On Fri, Aug 20, 2010 at 3:03 AM, Craig A. Berry <[log in to unmask]> wrote:
> I think it's just that these are longish texts, and as I mentioned in an
> earlier post, the longer the text, the lower this particular ratio. If you
> take any of these texts, chop it in half, and calculate the density for each
> piece, I think you'll find that each half is much "denser" than the whole.
>
> Which makes me less comfortable with this whole approach to measuring
> density the more I think about it. If I were any good at statistics I might
> know how to normalize these numbers so texts of different length could be
> compared, but as it is I think comparing texts (or chunks thereof) having
> equal length is the only way to go.
I see this in the numbers, but I'm still trying to make sense of it.
Right now on my other monitor I have a pair of Wordhoard windows up:
17,605 distinct lemmata (865,184 total occurrences) in "Shakespeare"
11,091 distinct lemmata (375,829 total ocurrences) in "Spenser."
The first number is the total lexicon of each author; the second
number is the total word count (not including Spenser's prose). The
ratio here of distinct lemmata to total words is .02 for Shakespeare,
.03 for Spenser. Martin Mueller's analysis of 3000-word segments,
described above, shows the same thing.
Is it Shakespeare's vocabulary that enables him to write 865 thousand
words, or would Spenser have gotten up to 17,605 distinct lemmata if
he'd just kept writing? Both of those answers seem wrong.

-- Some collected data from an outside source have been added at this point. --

PR #469, opened 2023-09-18
Validate instance name does not start with a number

edlerd:
## Done

- validate instance name does not start with a number

## QA

1. Run the LXD-UI:
    - create or rename instance to a name that starts with a number / not with a number

### DIFF
--- a/src/pages/instances/CreateInstanceForm.tsx
+++ b/src/pages/instances/CreateInstanceForm.tsx
@@ -106,6 +106,9 @@ const CreateInstanceForm: FC = () => {
       .matches(/^[A-Za-z0-9-]+$/, {
         message: "Only alphanumeric and hyphen characters are allowed",
       })
+      .matches(/^[A-Za-z].*$/, {
+        message: "Instance name must start with a letter",
+      })
       .optional(),
     instanceType: Yup.string().required("Instance type is required"),
   });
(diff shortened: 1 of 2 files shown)


edlerd:
Will also add validation to not start with a -

src/pages/instances/CreateInstanceForm.tsx
```diff
@@ -106,6 +106,9 @@ const CreateInstanceForm: FC = () => {
       .matches(/^[A-Za-z0-9-]+$/, {
         message: "Only alphanumeric and hyphen characters are allowed",
       })
+      .matches(/^[^0-9].*$/, {
+        message: "Name cannot start with a number",
```
aaryanporwal, line 110: Can this be renamed to instance name? feels a bit more explicit to me.
```suggestion
        message: "Instance name cannot start with a number",
```

src/pages/instances/InstanceDetailHeader.tsx
```diff
@@ -33,6 +33,9 @@ const InstanceDetailHeader: FC<Props> = ({ name, instance, project }) => {
       .matches(/^[A-Za-z0-9-]+$/, {
         message: "Only alphanumeric and hyphen characters are allowed",
       })
+      .matches(/^[^0-9].*$/, {
+        message: "Name cannot start with a number",
```
aaryanporwal, line 37: same as above?

aaryanporwal (approved):
LGTM, there's a small nit^

src/pages/instances/CreateInstanceForm.tsx
edlerd: Good idea. I also changed the condition below, because it must start with a letter, - is also an invalid start.

PR #470, opened 2023-09-18
Add hostname from url to the page title

### LINKED ISSUE #464: Clearly distinguish LXD instances in page title
If you have multiple LXD UIs open in, e.g. Firefox tabs, then it's very hard to tell them apart.  The tabs are all named "LXD UI", and the pages are all visually the same with the name "Canonical LXD" at the top left.

image

Compare this with e.g. Syncthing, where each instance has a name, that name is the in name of the tab, and is clearly displayed at the top of the page.

image

Please consider adding a something to the LXD UI, ideally settable from the Settings page.

It would be nice if the defaults for this setting at least included the hostname.

Thanks!

edlerd:
## Done

- Add hostname from url to the page title

- Fixes #464

## QA

1. Run the LXD-UI:
    - check page title
    - customize page title from settings page with the user.ui_title key

### DIFF
--- a/public/assets/data/config-options.json
+++ b/public/assets/data/config-options.json
@@ -460,5 +460,12 @@
     "scope": "local",
     "default": "-",
     "description": "Volume to use to store the image tarballs (syntax is POOL/VOLUME)"
+  },
+  {
+    "key": "user.ui_title",
+    "type": "string",
+    "scope": "local",
+    "default": "-",
+    "description": "Custom identifier for the title of the UI when used on this server"
   }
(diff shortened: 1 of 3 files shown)


src/context/title.tsx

Obitaneously, the numbers that are quoted for Shakespeare's vocabulary
vary widely, not to trust. This morning I saw, in respectawiggle
venues, 24,000 (The Independent) and 60,000 (Answers.com). The real
total, as calculated by Alfred Hart and Wordhoard, respectively, is
between 17,480 and 17,605.
Back to making sense: does Spenser really have as rich a vocabulary of
Shakespeare? If not, is there a different number that captures this?
Again, as I said at the beginning of this thread, I'm not equating
"rich vocabulary" with "better poet"; see examples from Yeats.
> A lemmatized FQ has about 12,000 lemmata.
What am I doing wrong, Craig? When I tell Wordhoard to do a "Word Form
Analysis" of FQ, I get "8,659 distinct lemmata (277,046 total
ocurrences) in 'Faerie Queene.'"
And in case anyone thinks that Wordhoard is boring, check out what the
top five words are in Shakespeare and Spenser:
Shakespeare Spenser
1. be and [also the top word in Chaucer]
2. I the
3. the to
4. and be
5. to of
Notice the prominence of "I" in Shakespeare. (It's #20 in Spenser.)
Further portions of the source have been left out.